WHAT THE TASK REQUIRES
Copy out every line from the records that includes "added".

=== PROVIDED RECORDS ===

PR #1611, opened 2025-09-22
[16.0][ADD] quality_control_stock_oca: automatic scrap creation on Inspection failure

quirino95:
Depends on https://github.com/OCA/manufacture/pull/1584

New flag "Scrap Automatically" on products.
When an inspection related to a picking fails, on picking validation, scraps are automatically created for all products whose inspection has failed and have the flag active.
If all products in a picking have the flag active, and all inspections are completed (both success or fail), validation is completed automatically (and of course needed scraps are created).


quality_control_stock_oca/models/stock_picking.py
```diff
@@ -93,3 +93,54 @@ def _create_backorder(self):
...
+    def button_validate(self):
+        if self._needs_inspections_wizard():
+            return self._show_inspections_wizard()
+
+        super().button_validate()
+
+        if all(qc.product_id.auto_scrap for qc in self.qc_inspections_ids):
+            self.create_scraps()
+
+        return True
```
HekkiMelody: **issue**: tests of another module seem to be broken because of this. Can you test if this change fixes it?


```suggestion
        res = super().button_validate()

        if all(qc.product_id.auto_scrap for qc in self.qc_inspections_ids):
            self.create_scraps()

        return res
```

HekkiMelody (changes requested):

quality_control_stock_oca/models/qc_inspection.py
```diff
@@ -79,6 +79,17 @@ def _prepare_inspection_header(self, object_ref, trigger_line):
...
+    def action_approve(self):
+        super().action_approve()
+        if (
+            self.picking_id.created_inspections == self.picking_id.done_inspections
+            and all(m.product_id.auto_scrap for m in self.picking_id.move_ids)
+        ):
+
+            self.picking_id.button_validate()
+
+        return True
```
HekkiMelody: **suggestion**:


```suggestion
        res = super().action_approve()
        if (
            self.picking_id.created_inspections == self.picking_id.done_inspections
            and all(m.product_id.auto_scrap for m in self.picking_id.move_ids)
        ):

            self.picking_id.button_validate()

        return res
```

quality_control_stock_oca/tests/test_quality_control_stock.py
```diff
@@ -419,3 +419,91 @@ def test_qc_inspection_lot(self):
...
+            {
+                "name": self.picking1.move_ids[:1]._name + "inspection",
+                "object_id": "%s,%d" % (self.picking1._name, self.picking1.id),
+                "state": "failed",
+                "qty": 2,
+            }
+        )
+        self.inspection1.action_approve()
+
+        self.assertEqual(self.picking1.state, "done")
```
anusriNPS, line 501: **Observation:** If there are two products in a receipt, one with scrap `True` and other with scrap `False`, picking is not in `done` and `scrap` not created for the product whose inspection `Failed`.

quality_control_stock_oca/models/stock_picking.py
```diff
@@ -93,3 +93,54 @@ def _create_backorder(self):
...
         self.sudo().qc_inspections_ids._compute_picking()
         return res
+
+    def button_validate(self):
+        if self._needs_inspections_wizard():
+            return self._show_inspections_wizard()
+
+        res = super().button_validate()
+
+        if all(qc.product_id.auto_scrap for qc in self.qc_inspections_ids):
```
anusriNPS: **Question:** Why do we create scraps, if `only all products` in a receipt has 'scrap automatically' as `True`? shouldn't be `any` one of the products with scrap?

quality_control_stock_oca/readme/DESCRIPTION.rst
```diff
@@ -1,3 +1,7 @@
 This module defines triggers that creates inspections when stock moves are done.
 
 It also adds some shortcuts on picking and lots to these inspections.
+Activating the "Remind Quality Control" flag on products, if inspections are not done (successfully or unsuccessfully), on picking confirmation a reminder popup appears.
+Activating "Scrap Automatically" flag on products, if inspections fail, picking:
+- Will be automatic validated if every product in picking has the flag checked;
```
anusriNPS, line 6: **Question:** I see in description it says: "Moves should be done once set inspection as "failed" (so the "validation" should be automatic).", So I think whenever inspections are done and failed, Validation has to be completed (i.e. Pickings are in `Done` state) and also create scrap if any one of the products has 'scrap automatically' as `True` in a receipt- Is my understanding right?

If so, here mentioning validation is automatic only if `every product` has checked with `scrap automatically` is valid?

quality_control_stock_oca/tests/test_quality_control_stock.py
```diff
@@ -419,3 +419,91 @@ def test_qc_inspection_lot(self):
...
+
+        self.assertFalse(self.picking1.has_scrap_move)
+
+    def test_auto_create_scraps(self):
+        """
+        Test scraps creation when inspection fails
+        if relative flag is on
+        """
+        self.product.auto_scrap = True
+        self.picking1.move_ids[:1].quantity_done = 2
```
anusriNPS, line 531: **Observation:** Same observation with two products(one with scrap and other without scrap) under a receipt, validation is not done and scrap not created

image

anusriNPS (commented):
Code and Functional review: Works fine. I would like to clarify some queries related to using 'scrap automatically' checkbox functionality.

quality_control_stock_oca/readme/DESCRIPTION.rst
quirino95: Yes, is valid. This is a way to keep the default behavior, but also a chance to have a different behavior (checking flag `auto_scrap`) to speed up picking validation.

quality_control_stock_oca/models/stock_picking.py
quirino95: This is a good suggestion: just fixed in a bit different way. Now every product is scrapped when needed, independently from the others

quality_control_stock_oca/tests/test_quality_control_stock.py
quirino95: Based on the comments above: both products need to have `auto_scrap` flag checked in order to automatic validate picking. With last fix (https://github.com/OCA/manufacture/pull/1611#discussion_r2419180025), now needed scraps are created on validation.

quality_control_stock_oca/tests/test_quality_control_stock.py
quirino95: Just fixed (see comment below)

anusriNPS: **Suggestion:** Can we add scrap creation validation as well for this testcase?

quality_control_stock_oca/tests/test_quality_control_stock.py
anusriNPS: Agree validation based on `auto_scrap` flag and scrap creation on failed inspections once after validation handled manually. However, I see an observation as below where after validation completion, for failed inspection a new inspection is triggered with same use case above which was not seen before this latest fix. Both trigger with timing as `before`
Inspection view:
Screenshot from 2025-10-14 13-11-55

Transfer view:
image

quality_control_stock_oca/readme/DESCRIPTION.rst
anusriNPS: Thank you for clarification. Implementation works intact for success scenarios but with respect to failed inspections after latest fix observed some improper behaviour as commented below. Could not figure out yet what makes this trigger of inspection when `auto_scrap` is checked and inspection is failed.

quality_control_stock_oca/models/stock_picking.py
anusriNPS: It looks good when handled in create_scraps() for inspection failure with auto_scrap is checked.

quality_control_stock_oca/tests/test_quality_control_stock.py
quirino95: Just added scrap creation validation, but not in that method since it tests inspection approval.
Later in the file there is `test_auto_create_scraps`, where i tested scrap creation, and now I added a check on scraps state.

quality_control_stock_oca/tests/test_quality_control_stock.py
quirino95: I think that behaviour is not related to this feature, since I was able to reproduce same issue with `auto_scrap` off on both products.
I've tested also with different products:
immagine

immagine

With `auto_scrap` set on both products, and no new Inspections were created. Maybe other products have different inventory rules, or Inspection settings.

quality_control_stock_oca/readme/DESCRIPTION.rst
quirino95: Please see comment below

quality_control_stock_oca/tests/test_quality_control_stock.py
anusriNPS: I tried to use `runboat` build instance on this PR to check issue reproduction. Agree, as you have mentioned `auto_scrap` as `off` on both products, `auto_scrap` as `on` on both products and `inspection` failed on any one of the products, it works as expected. No new inspection created.

However, when `auto_scrap` is set for one of the products and `inspection fails` for product whose `auto_scrap=true`, new inspection is created after validation.
RunBoat Instance view:
http://oca-manufacture-16-0-pr1611-c823028a1f8e.runboat.odoo-community.org/web#id=27&cids=1&menu_id=120&action=238&model=stock.picking&view_type=form

Also, when `auto_scrap=false` on products in the Pickings, i don't observe this new inspection creation, which is also verified in runboat instance. If its happening on runboat instance, it should not be settings related issue. What do you think?

anusriNPS: Based on discussion, it was identified that when a `scrap is created` for a product whose `inspection is failed`, there is a new inspection created after validation. This is an existing behaviour and no issues with any feature introduced with this PR.

As per first patchset, when one of the products with `auto_scrap=true` , scrap was not created, hence new inspection was not seen. This is the reason for difference in behaviour observed between patchsets.

anusriNPS:
Code and Functional Review: LGTM

anusriNPS (approved):

quality_control_stock_oca/models/qc_inspection.py
```diff
@@ -79,6 +79,17 @@ def _prepare_inspection_header(self, object_ref, trigger_line):
                 res["qty"] = object_ref.quantity_done
         return res
 
+    def action_approve(self):
+        res = super().action_approve()
+        if (
+            self.picking_id.created_inspections == self.picking_id.done_inspections
+            and all(m.product_id.auto_scrap for m in self.picking_id.move_ids)
+        ):
```
HekkiMelody: **question**: should we add an `if self.picking_id` here? We could approve an inspection with no related pickings, and in that case we don't need to do any of this.

**suggestion**(non-blocking): move this check

```py
self.picking_id.created_inspections == self.picking_id.done_inspections
            and all(m.product_id.auto_scrap for m in self.picking_id.move_ids)
```
to a separate method (maybe something like `_check_validate_picking`?) to make it easier to customize in future/private modules.

quirino95: Good idea, updated `if` statement and moved in a separate method.

HekkiMelody (approved):
Code review only, LGTM

SirPyTech:
@OCA/manufacturing-maintainers this has been `ready to merge` for 4 months, can someone please have a look? Thanks!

===

OUTPUT OF THE EXERCISE
quirino95: Just added scrap creation validation, but not in that method since it tests inspection approval.
Later in the file there is `test_auto_create_scraps`, where i tested scrap creation, and now I added a check on scraps state.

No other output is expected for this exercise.